Objective The aims were to understand the acid-base buffering characteristics of citrus orchard soils and their influencing factors for improving soil acidification.

Method Through field surveys, 67 soil samples from Citrus sinensis orchard were collected then soil acid buffering capacity were analyzed with acid-base titration. Correlation analysis and stepwise regression were employed to explore the relationship between soil acid buffer capacity and its influencing factors.

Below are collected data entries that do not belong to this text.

PR #634, opened 2023-09-03
Add a few flags to cli & disable `everybody-op` by default?

zardoy:
So its easier specify IMO commonly used options for testing without having to change config


rom1504:
ci fails

PR #635, opened 2023-09-03
tab complete & `/give`, `/effect` improvements

zardoy:
/give:
1. can use name in any form
2. issues message if an item is not found so the player understands why an item is not given
3. works with non-empty inventories

- completions for other commands (items, blocks, entities...)


zardoy:
Tab complete needs fixes. It doesn't work with 1.16 at all

PR #645, opened 2024-01-04
Add 1.16.5 support and future-proof version system

Pandapip1:
~~Blocked by: https://github.com/PrismarineJS/minecraft-data/pull/823; new version of node-minecraft-data~~ Done!

Forked from #599. The author appears to have gone AWOL.

~~The goal of this PR is to add version support up to 1.18.2~~

Never mind. That will take a lot more time. For now, this has stable 1.16.5 support.

Fixes https://github.com/PrismarineJS/flying-squid/issues/447 and the following unreported minor issues:

- Duplicate interaction registration on startup
- Error when a client quits before chunks are loaded
- Error when a client quits, at all

Closes #599


src/lib/features.json
```diff
@@ -2,131 +2,136 @@
   {
     "name": "unloadChunkByEmptyChunk",
     "description": "Chunk unloading is done by sending an empty chunk",
-    "versions": ["1.8"]
+    "versions": ["1.8", "1.8.1", "1.8.2", "1.8.3", "1.8.4", "1.8.5", "1.8.6", "1.8.7", "1.8.8"]
```
rom1504, line 5: instead of doing that, what do you think about migrating this file to minecraft data support version which can handle ranges https://github.com/PrismarineJS/minecraft-data/blob/master/data/pc/common/features.json ?

src/index.js
```diff
@@ -46,10 +46,11 @@ class MCServer extends EventEmitter {
 
   connect (options) {
     const version = require('minecraft-data')(options.version).version
-    if (!supportedVersions.some(v => v.includes(version.majorVersion))) {
+    if (!supportedVersions.some(v => v.includes(version.minecraftVersion))) {
```
rom1504, line 49: I recommend we replace that by the same system as in mineflayer https://github.com/PrismarineJS/mineflayer/blob/master/lib/loader.js#L111-L120

src/index.js
```diff
@@ -46,10 +46,11 @@ class MCServer extends EventEmitter {
...
       throw new Error(`Version ${version.minecraftVersion} is not supported.`)
     }
-    this.supportFeature = feature => supportFeature(feature, version.majorVersion)
+
+    this.supportFeature = feature => supportFeature(feature, version.minecraftVersion)
```
rom1504, line 53: let's replace that by node-minecraft-data supportFeature

src/lib/version.js
```diff
@@ -1,3 +1,3 @@
 module.exports = {
-  supportedVersions: ['1.8.8', '1.9.4', '1.10.2', '1.11.2', '1.12.2', '1.13.2', '1.14.4', '1.15.2', '1.16.1']
+  supportedVersions: ['1.8', '1.8.1', '1.8.2', '1.8.3', '1.8.4', '1.8.5', '1.8.6', '1.8.7', '1.8.8', '1.9', '1.9.1', '1.9.2', '1.9.3', '1.9.4', '1.10', '1.10.1', '1.10.2', '1.11', '1.11.1', '1.11.2', '1.12', '1.12.1', '1.12.2', '1.13', '1.13.1', '1.13.2', '1.14', '1.14.1', '1.14.2', '1.14.3', '1.14.4', '1.15', '1.15.1', '1.15.2', '1.16', '1.16.1', '1.16.2', '1.16.3', '1.16.4', '1.16.5']
```
rom1504, line 2: I think it would be better here to put the testedVersions, and have that be at maximum a few per major
and then the actually supported versions is the range from the min to the max supported version, see https://github.com/PrismarineJS/mineflayer/blob/master/lib/version.js as a model

rom1504:
Thank you for working on that.

I left some comments, mostly about following the same conventions we now follow in other PrismarineJS projects and I think will help here.

src/lib/features.json
Pandapip1: Sure thing.

src/index.js
Pandapip1: That seems reasonable.

Pandapip1:
Sounds good. There's a test case that's failing. I don't know why. It works on my machine :shrug:

src/index.js
Pandapip1: The link you sent was for ensuring that the client and server are using compatible protocols, not for ensuring that the version is supported by mineflayer.

src/index.js
```diff
@@ -45,11 +43,22 @@ class MCServer extends EventEmitter {
...
 
   connect (options) {
-    const version = require('minecraft-data')(options.version).version
-    if (!supportedVersions.some(v => v.includes(version.majorVersion))) {
-      throw new Error(`Version ${version.minecraftVersion} is not supported.`)
+    const mcData = require('minecraft-data')(options.version)
+    const version = mcData.version
+    const { 0: maxMajor, 1: maxMinor, 2: maxPatch = 0 } = latestSupportedVersion.split('.')
+    const { 0: minMajor, 1: minMinor, 2: minPatch = 0 } = oldestSupportedVersion.split('.')
+    const { 0: major, 1: minor, 2: patch = 0 } = version.minecraftVersion.split('.')
```
rom1504, line 50: this will not work for snapshot version. Why not use the same logic as in mineflayer?

Pandapip1: You linked to the wrong file; I wasn't able to easily find it so I wrote my own.

I'll go look again, but harder.

Pandapip1: Never mind. The naming confused me. I'll implement it now.

src/index.js
rom1504:
```
    const versionData = bot.registry.version
    if (versionData['>'](latestSupportedVersion)) {
      throw new Error(`Server version '${serverPingVersion}' is not supported. Latest supported version is '${latestSupportedVersion}'.`)
    } else if (versionData['<'](oldestSupportedVersion)) {
      throw new Error(`Server version '${serverPingVersion}' is not supported. Oldest supported version is '${oldestSupportedVersion}'.`)
    }
```
this is what checks supported versions in mineflayer

src/lib/plugins/placeBlock.js
```diff
@@ -60,23 +65,6 @@ module.exports.server = (serv, { version }) => {
       }
       return data
     }
-
-    // Register default handlers for item -> block conversion
-    for (const name of Object.keys(mcData.itemsByName)) {
-      const block = mcData.blocksByName[name]
-      if (block) {
-        if (block.states.length > 0) {
-          serv.onItemPlace(name, ({ properties }) => {
```
rom1504, line 69: did you check this is used nowhere?

src/lib/plugins/respawn.js
```diff
@@ -12,7 +12,7 @@ module.exports.player = function (player, serv) {
       player.behavior('requestRespawn', {}, () => {
         player._client.write('respawn', {
           previousGameMode: player.prevGameMode,
-          dimension: serv.supportFeature('dimensionIsAString') ? serv.dimensionNames[0] : 0,
+          dimension: (serv.supportFeature('dimensionIsAString') || serv.supportFeature('dimensionIaAWorld')) ? serv.dimensionNames[0] : 0,
```
rom1504, line 15: dimensionIaAWorld typo

src/lib/plugins/world.js
```diff
@@ -290,7 +291,7 @@ module.exports.player = function (player, serv, settings) {
     }
     player._client.write('respawn', {
       previousGameMode: player.prevGameMode,
-      dimension: serv.supportFeature('dimensionIsAString') ? serv.dimensionNames[opt.dimension || 0] : opt.dimension || 0,
+      dimension: (serv.supportFeature('dimensionIsAString') || serv.supportFeature('dimensionIaAWorld')) ? serv.dimensionNames[opt.dimension || 0] : opt.dimension || 0,
```
rom1504, line 294: dimensionIaAWorld typo

src/index.js
```diff
@@ -45,11 +43,19 @@ class MCServer extends EventEmitter {
   }
 
   connect (options) {
-    const version = require('minecraft-data')(options.version).version
-    if (!supportedVersions.some(v => v.includes(version.majorVersion))) {
-      throw new Error(`Version ${version.minecraftVersion} is not supported.`)
+    const mcData = require('minecraft-data')(options.version)
+    const serverPingVersion = mcData.version
```
rom1504, line 47: this variable name should be different, for example version

src/index.js
```diff
@@ -45,11 +43,19 @@ class MCServer extends EventEmitter {
   }
 
   connect (options) {
-    const version = require('minecraft-data')(options.version).version
-    if (!supportedVersions.some(v => v.includes(version.majorVersion))) {
-      throw new Error(`Version ${version.minecraftVersion} is not supported.`)
+    const mcData = require('minecraft-data')(options.version)
```
rom1504, line 46: no need to use both prismarine-registry and mcdata

prismarine-retry is a replacement of mcdata

you can use only prismarine-registry

src/index.js
```diff
@@ -45,11 +43,19 @@ class MCServer extends EventEmitter {
...
+    const serverPingVersion = mcData.version
+    const registry = require('prismarine-registry')(serverPingVersion)
```
rom1504, line 48: this should take as input options.version

src/index.js
```diff
@@ -45,11 +43,19 @@ class MCServer extends EventEmitter {
...
+
+    const versionData = registry.version
+    if (versionData['>'](latestSupportedVersion)) {
+      throw new Error(`Server version '${serverPingVersion}' is not supported. Latest supported version is '${latestSupportedVersion}'.`)
+    } else if (versionData['<'](oldestSupportedVersion)) {
+      throw new Error(`Server version '${serverPingVersion}' is not supported. Oldest supported version is '${oldestSupportedVersion}'.`)
     }
-    this.supportFeature = feature => supportFeature(feature, version.majorVersion)
+
+    this.supportFeature = feature => mcData.supportFeature(feature)
```
rom1504, line 58: this can use registry.supportFeature

rom1504:
left some more comments but most things look good besides that

rom1504:
would be good if we can finally make progress on version supports for flying squid

src/lib/plugins/placeBlock.js
Pandapip1: Yes. It was used to generate part of the stuff that's now in minecraft-data.

Pandapip1:
We've got a green!

src/lib/plugins/placeBlock.js
rom1504: https://github.com/search?q=repo%3APrismarineJS%2Fflying-squid+serv.onItemPlace%28&type=code it seems used in many places

rom1504:
Left one comment about that onItemPlace

src/lib/plugins/settings.js
```diff
@@ -7,11 +7,11 @@ function randomInt (low, high) {
 module.exports.server = function (serv, settings) {
   serv.gameMode = settings.gameMode
   serv.difficulty = settings.difficulty
-  const mcData = require('minecraft-data')(settings.version)
+  const registry = require('prismarine-registry')(settings.version)
```
extremeheat, line 10: There should really be one instance of prismarine-registry, probably under server.registry, as the point of prismarine-registry is to create a copy of Minecraft data that can be added onto (with login codec data or other things). Otherwise calling methods on the registry will only update the data for that specific registry instance

src/lib/plugins/placeBlock.js
Pandapip1: Oh whoops I completely misread the file name. I thought this was the file I deleted.

The `serv.onItemPlace` method is not deleted and there are no side effects to moving the default handlers to the function as far as I am aware.

https://github.com/PrismarineJS/flying-squid/blob/d11b23d8a606c86202127ccd60bd3f023339a8ed/src/lib/plugins/placeBlock.js#L17-L25

src/lib/plugins/settings.js
Pandapip1: I've changed enough things already and declare that out of scope for this PR. 

Also, the registries might be using different versions because player plugins create the registry using the player protocol version.

rom1504:
Thanks for the PR.

There's a pretty big pile of new versions to get this to current: 1.17, 1.18, 1.19, 1.20
You can look at corresponding mineflayer PR to know what needs to be changed / implemented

Result The results showed that the citrus orchard soil was generally acidic (pH 4.90 ± 0.57), with an acid-base buffering capacity (pHBC) of 18.54 ± 3.99 mmol kg⁻¹, indicating sensitivity to acid. Significant differences were observed when soil pH was < 5.0 or ≥5.0. The acid-base buffering capacity showed no significantly difference among different soil types, but the sensitivity to pH change followed the order of krasnozem > paddy soil > purple soil. Pearson correlation analysis revealed that soil acid buffering capacity was significantly negatively correlated with exchangeable acidity, exchangeable hydrogen, and exchangeable aluminum (P < 0.05), while it was significantly positively correlated with organic matter, available potassium, slowly available potassium, exchangeable calcium, exchangeable magnesium, available copper, and available manganese (P < 0.01). Additionally, it showed significant positive correlations with total nitrogen, available iron, and elevation (P < 0.05). Stepwise regression analysis indicated that organic matter, exchangeable calcium, and available potassium collectively explained 57.9% of the variation in acid-base buffering capacity.

Conclusion The acid buffer capacity of soils in Citrus sinensis orchards in Hunan Province closely correlated to soil organic matter and exchangeable base ions, which showed a close linkage to soil pH and soil type. It is recommended to selectively apply organic fertilizers, alkaline soil amendments, or potassium fertilizers based on soil pH, soil type, and fertility levels to moderately enhance soil acid-base buffering capacity, thereby ensuring sustainable orchard utilization.